Figure 3. BT-ICs are intrinsic chemoresistance independent of individual tumors and cell lines.

(A) The percentage of adriamycin resistant MCF-7 (AdrR/MCF-7) cells and epirubicin resistant SKBR3 (sk-3rd) cells with the phenotype of CD44⁺CD24⁻ is significantly higher than parental MCF-7 line and SKBR3 line tested by FACS (42.38±4.80% vs. 1.82%±0.64%, 64.34±2.62% vs. 0.68%±0.16%, p<0.001). (B) FACS-sorted CD44⁺CD24⁻ MCF-7 and CD44⁺CD24⁻ AdrR/MCF-7 was about 10–60 fold higher resistant to adriamycin relative to the parental cells and non-CD44⁺CD24⁻ cells. CD44⁺CD24⁻ SK-3rd and primary cells were about 25 fold higher resistant to epirubicin relative to parental cells and non-CD44⁺CD24⁻ cells by using cell viability assay. (C)Compared with non-BT-ICs, chemotherapy (adriamycin or epriubicin 0.5µg/ml for 24 hours) increased Annexin V positive cells of non-CD44⁺/CD24⁻cells, which derived from tumors with high or low proportion T-ICs, MCF-7, AdrR/MCF-7 and SK-3rd breast cancer cell lines containing different number of T-ICs (p<0.001). (D) MDR1 (multidrug resistance 1) and ABCG2(ATP-binding cassette sub-family G member 2) protein expression is both up-regulated in CD44⁺/CD24⁻ cells from different cell lines and primary cells. All the experiments were repeated 3 times independently.

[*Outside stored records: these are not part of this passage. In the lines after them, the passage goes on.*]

PR #2178, opened 2026-08-18
test(server): stabilize container worker service test

naingthet:
## Why

The August 18, 2026 `main` CI run failed in `sandbox_container_run::tests::container_worker_service_drives_queued_work_over_loopback` after the test exhausted its 30-second outer timeout. The same path completes in roughly 0.1 seconds in isolation, and 968 sibling tests passed in the failed run, identifying this as parallel-suite contention rather than a product regression.

The test was still using the aggressive 250 ms durable-fence cadence and two service drive lanes even though it only proves discovery and completion of one queued run. Under the full parallel suite, those extra pollers and writes contend for the fixture SQLite database's single writer and can consume the hang guard.

## What changed

- use the existing quiet drive cadence because this test does not assert heartbeat or fence timing
- run one service drive lane for the singular queued fixture
- retain periodic maintenance and the state-based completion assertion
- give the integration-heavy path a 60-second outer hang guard and a 45-second diagnostic state wait

No production code changed and no tests were removed.

## Validation

- `cargo test -p tidebreak-server --locked sandbox_container_run -- --test-threads 4 --skip docker`
- 20/20 repeated container-run module iterations at `--test-threads 4`
- `cargo test -p tidebreak-server --lib --locked` — 969 passed, 3 ignored

---

> [!NOTE]
> **Low Risk**
> Only test configuration and timeouts in one integration test; no production code changes.
> 
> **Overview**
> **Stabilizes** `container_worker_service_drives_queued_work_over_loopback`, which was timing out under full parallel CI while passing quickly in isolation.
> 
> The worker is configured with the existing **`quiet_drive_config`** (slower heartbeat/fence cadence) and **`max_concurrency: 1`** so the test does not assert timing behavior and reduces SQLite single-writer contention from extra pollers and aggressive 250 ms fences. Outer hang guard moves to **60s** and the state **`wait_until`** to **45s**; completion assertions are unchanged.
> 
> <sup>Reviewed by [Cursor Bugbot](https://cursor.com/bugbot) for commit e11e0291bee0098df5cd4a764a71873edd674bd0. Bugbot is set up for automated code reviews on this repo. Configure [here](https://www.cursor.com/dashboard/bugbot).</sup>

### DIFF
--- a/crates/tidebreak-server/src/sandbox_container_run/tests.rs
+++ b/crates/tidebreak-server/src/sandbox_container_run/tests.rs
@@ -1407,7 +1407,7 @@ async fn wait_until_lease_expired(store: &Arc<dyn Store>, run_id: AgentRunId) {
 /// sandbox agent over loopback to its committed result.
 #[tokio::test(flavor = "multi_thread", worker_threads = 4)]
 async fn container_worker_service_drives_queued_work_over_loopback() {
-    tokio::time::timeout(Duration::from_secs(30), async {
+    tokio::time::timeout(Duration::from_secs(60), async {
         let (_dir, store, chat) = store().await;
         let run_id = admit_container_run(&store, chat.id, "driven by the service").await;
         let backend = MockBackend::spawning();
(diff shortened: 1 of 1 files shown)


naingthet (commented):
The test now uses `quiet_drive_config` and a single worker lane, so it no longer contends on the fixture SQLite writer under the parallel suite. Completion still asserts discovery plus teardown discharge. Timeouts widen to 60s / 45s without changing the product path.

No blocking issue.

PR #2180, opened 2026-08-18
test(server): stabilize the cancellation usage-accounting test

naingthet:
`attached_cancellation_accounts_usage_observed_before_reverse_stream_drop` flaked on this PR's own CI run by exhausting its 30-second outer guard with a bare `Elapsed` — the stall predates the inner waits, whose own bounds (a 30-second flag wait, a 15-second join) could never surface their diagnostics under a 30-second outer limit. Same parallel-suite SQLite contention class as #2178 and #2181.

Cancellation quiescing and usage accounting are under test, not lease or fence timing:

- The quiet cadence stops the 250 ms durable fence writing against the fixture database's single writer for the whole gated window.
- The long lease removes the 2-second expiry a stalled heartbeat could cross under load; nothing asserted the short lease.
- The heartbeat stays sub-second (250 ms) so nothing riding a periodic tick waits out a quiet period.
- The outer guard rises to 120 seconds, above the sum of the inner waits, and the join keeps its diagnostic panic at 30 seconds.

Assertions are unchanged.

This PR originally also stabilized the heartbeat lease test; #2181 landed on the same test first and has the floor, so that half was dropped here — the two PRs are now disjoint and complementary.

## Validation

- 10/10 repeated `sandbox_container_run` module iterations at `--test-threads 4`
- `cargo test -p tidebreak-server --lib --locked` — 973 passed

---

> [!NOTE]
> **Low Risk**
> Test-only timing and configuration changes in integration tests; no production code paths modified.
> 
> **Overview**
> Stabilizes **`attached_cancellation_accounts_usage_observed_before_reverse_stream_drop`** against parallel-suite SQLite contention—the same flake class as recent sandbox container run test fixes.
> 
> The runner now uses **`quiet_drive_config()`** with a **250 ms** heartbeat instead of **`fast_config()`**’s short lease and **250 ms** durable fence, so cancellation quiescing and usage accounting stay under test without hammering the fixture DB’s single writer or racing lease expiry under load. The outer test timeout rises to **120 s** (above inner waits so diagnostics surface), and the drive **join** timeout rises to **30 s** with the existing diagnostic panic unchanged.
> 
> **Assertions are unchanged.**
> 
> <sup>Reviewed by [Cursor Bugbot](https://cursor.com/bugbot) for commit c3e266358bf20d68d95bb08777646691feee56d3. Bugbot is set up for automated code reviews on this repo. Configure [here](https://www.cursor.com/dashboard/bugbot).</sup>

### DIFF
--- a/crates/tidebreak-server/src/sandbox_container_run/tests.rs
+++ b/crates/tidebreak-server/src/sandbox_container_run/tests.rs
@@ -3779,7 +3779,9 @@ async fn a_noop_heartbeat_does_not_revoke_a_live_container_drive() {
 /// immutable cancelled result.
 #[tokio::test(flavor = "multi_thread", worker_threads = 4)]
 async fn attached_cancellation_accounts_usage_observed_before_reverse_stream_drop() {
-    tokio::time::timeout(Duration::from_secs(30), async {
+    // Above the sum of the inner waits, so a slow provision surfaces their
+    // diagnostics instead of the outer guard's bare Elapsed.
+    tokio::time::timeout(Duration::from_secs(120), async {
         let (_dir, store, chat) = store().await;
         let run_id = admit_container_run(&store, chat.id, "account before cancellation").await;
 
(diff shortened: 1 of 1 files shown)


naingthet (commented):
Calms the durable fence via `quiet_drive_config` and widens the outer guard to 120s so it covers the inner waits. Heartbeat stays under a lease period. Assertions are unchanged.

Competes with #2181 on the same test. This head's CI failed on a different flake (`attached_cancellation_accounts_usage_observed_before_reverse_stream_drop`), not on the heartbeat proof. Do not land both.

naingthet:
Deconflicted with #2181 per the review: this PR no longer touches `heartbeats_the_lease_so_a_long_run_is_not_reaped` — #2181 has the floor there. It now carries only the `attached_cancellation_accounts_usage_observed_before_reverse_stream_drop` stabilization, which is the flake that fired on this PR's first CI run and which #2181 does not cover. The two are disjoint and can land in either order.

naingthet (commented):
The cancellation usage-accounting test now uses `quiet_drive_config` and a 120s outer guard so a slow provision surfaces the inner diagnostics instead of a bare `Elapsed`. Cancellation and usage assertions are unchanged. The heartbeat-lease half is gone, so this no longer competes with #2181.

No blocking issue.

PR #2177, opened 2026-08-18
fix(server): stop reading merge stderr naming an author as a sign-out

naingthet:
The merge-error classifier treated any stderr containing the bare substring `auth` as gh being signed out. `author` contains `auth`, so a blocked merge whose host message names the pull request author ("review is required from someone other than the pull request author") was misrouted to the sign-in remediation, hiding the real reason.

The sign-out branch now matches specific markers only — `not logged`, `not signed`, `authenticat…`, `gh auth login`, `HTTP 401` — and the classifier test pins an author-naming blocked message to `MergeBlocked` and an author-naming unknown message to the `User` fallthrough.

Follow-up to the non-blocking review note on #2176.

---

> [!NOTE]
> **Low Risk**
> Localized change to merge stderr string matching and unit tests; no auth flow or merge execution changes.
> 
> **Overview**
> **Merge error classification** no longer treats any stderr containing `auth` as “gh signed out.” Host messages that mention the pull request **author** (e.g. review rules naming the author) were misclassified as sign-in remediation instead of the real merge block reason.
> 
> Sign-out detection in `classify_merge_error` now uses specific markers only: `not logged`, `not signed`, `authenticat…`, `gh auth login`, and `HTTP 401`. Tests pin an author-related blocked message to `MergeBlocked` and a generic author-related message to the `User` fallthrough.
> 
> <sup>Reviewed by [Cursor Bugbot](https://cursor.com/bugbot) for commit 80a9e41216d217da1f1dbc3863808770baf88170. Bugbot is set up for automated code reviews on this repo. Configure [here](https://www.cursor.com/dashboard/bugbot).</sup>

PR #2181, opened 2026-08-18
test(server): stabilize container heartbeat lease test

naingthet:
## Why

The August 18, 2026 CI run on #2177 failed in
`sandbox_container_run::tests::heartbeats_the_lease_so_a_long_run_is_not_reaped`
after the test exhausted its 60-second outer timeout. The same path
completes in roughly 0.2 seconds in isolation, and 972 sibling tests
passed in the failed run, identifying this as parallel-suite SQLite
contention rather than a product regression.

This is the same class of flake #2178 fixed for
`container_worker_service_drives_queued_work_over_loopback`. Unlike that
test, this one *does* prove the attached heartbeat: the run must stay
`running` and its lease expiry must move forward while the model call is
held. The 100 ms heartbeat stays so the proof does not sleep through a
full lease period.

The 250 ms durable fence is not under test. Under the full parallel
suite those extra writes contend for the fixture SQLite database's
single writer. Setup can then consume most of the hang guard before
post-release completion has time to finish, and the outer expect reports
only `Elapsed(())`.

## What changed

- keep the 100 ms attached heartbeat and the state assertions that the
  lease moved, the run stayed live, and the drive completed
- use a 120-second lease and a quiet 30-second fence so provision and
  attach do not fight the suite for SQLite's writer or expire before the
  first tick
- give the integration-heavy path a 120-second outer hang guard, a
  60-second wait for the first model call, and a 20-second wait for the
  observed heartbeat
- if the drive is still outstanding after release, print provision,
  destroy, provider-call, and heartbeat counts instead of a bare elapsed
  expect

No production code changed and no tests were removed.

## Validation

- `cargo test -p tidebreak-server --lib --locked sandbox_container_run -- --test-threads 4 --skip docker`
- 10/10 repeated focused runs of
  `heartbeats_the_lease_so_a_long_run_is_not_reaped`

---

> [!NOTE]
> **Low Risk**
> Test-only timing and configuration in one integration test; no server or driver behavior changes.
> 
> **Overview**
> CI flake in **`heartbeats_the_lease_so_a_long_run_is_not_reaped`**: the 60s outer hang guard could expire under parallel **`sandbox_container_run`** SQLite writer contention while provision/attach ran, even though the heartbeat proof itself is fast in isolation.
> 
> The test still holds the first model step on a gate and asserts the run stays **`running`** and **`lease_expires_at`** moves after at least one observed heartbeat tick. It now uses a **120s lease**, keeps the **100ms** heartbeat, and sets **`durable_fence_interval` to 30s** so setup does not fight the suite for extra durable writes (the fence is not what this test proves). Waits are lengthened (**60s** for first model call, **20s** for heartbeat), the outer guard is **120s**, and if the drive task is still outstanding after release it panics with provision/destroy/provider/heartbeat counts instead of a bare elapsed timeout.
> 
> <sup>Reviewed by [Cursor Bugbot](https://cursor.com/bugbot) for commit 2d9eda44d64fbbb11f20df91a9ddf05b281a2bac. Bugbot is set up for automated code reviews on this repo. Configure [here](https://www.cursor.com/dashboard/bugbot).</sup>

### DIFF
--- a/crates/tidebreak-server/src/sandbox_container_run/tests.rs
+++ b/crates/tidebreak-server/src/sandbox_container_run/tests.rs
@@ -2070,7 +2070,7 @@ async fn recovered_drive_keeps_failed_provider_attempts_in_the_spend_budget() {
 /// move forward before the model call is released.
 #[tokio::test(flavor = "multi_thread", worker_threads = 4)]
 async fn heartbeats_the_lease_so_a_long_run_is_not_reaped() {
-    tokio::time::timeout(Duration::from_secs(60), async {
+    tokio::time::timeout(Duration::from_secs(120), async {
         let (_dir, store, chat) = store().await;
         let run_id = admit_container_run(&store, chat.id, "takes a while").await;
 
@@ -2081,7 +2081,8 @@ async fn heartbeats_the_lease_so_a_long_run_is_not_reaped() {
         // the container is driving — so a short lease expires under CI
         // contention before the first tick and this loop never observes an
         // extension. A short heartbeat still proves the expiry moved without
-        // sleeping through a full lease period.
+        // sleeping through a full lease period. The durable fence is not under
+        // test here; a quiet interval avoids extra SQLite writes during setup.
         let provider = Arc::new(ScriptedProvider::gated(
             vec![
                 "use-tool:write_file:{\"path\":\"note.txt\",\"content\":\"a b\"}".to_owned(),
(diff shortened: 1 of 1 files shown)


naingthet (commented):
Keeps the 100 ms heartbeat the test actually proves, quiets only the unused fence, and replaces a bare elapsed panic with provision/destroy/provider/heartbeat counts. That is the tighter of the two competing fixes (#2180).

This head's CI failed in `codex::session::tests::a_thread_that_ran_no_turn_is_not_a_resume_ref`, unrelated to the sandbox change. Do not land both #2180 and #2181.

Figure 4. Reducing the proportion of BT-ICs sensitizes breast cancer cells to chemotherapy.

(A)Treatment with salinomycin or lapatinib significantly reduced mammosphere formation in CD44⁺/CD24⁻ MCF-7 cells and primary cells by approximately 10 fold relative to DMSO control (p<0.001). (B) Treatment with salinomycin or lapatinib reduced the percentage of ALDH1⁺ in CD44⁺/CD24⁻ MCF-7 cells by 5–10 fold and primary cells by 50 fold. (C) Addition of lapatinib or salinomycin reduced the percentage of cloning efficiency of CD44⁺CD24⁻ MCF7 cells by approximately 10–30 fold (p<0.001). (D) The sensitivity of CD44⁺/CD24⁻ MCF-7 cells to adriamycin increased in the presence of lapatinib or salinomycin, as the dead cells increased from 27.8%±0.85% and 32.8%±2.6% to 75.1%±4.1%% and 77.9%±4.8% respectively determined by FACS analysis of Annexin V and PI staining(*p<0.01, **p<0.001, mean±SD). All the experiments were repeated 3 times independently.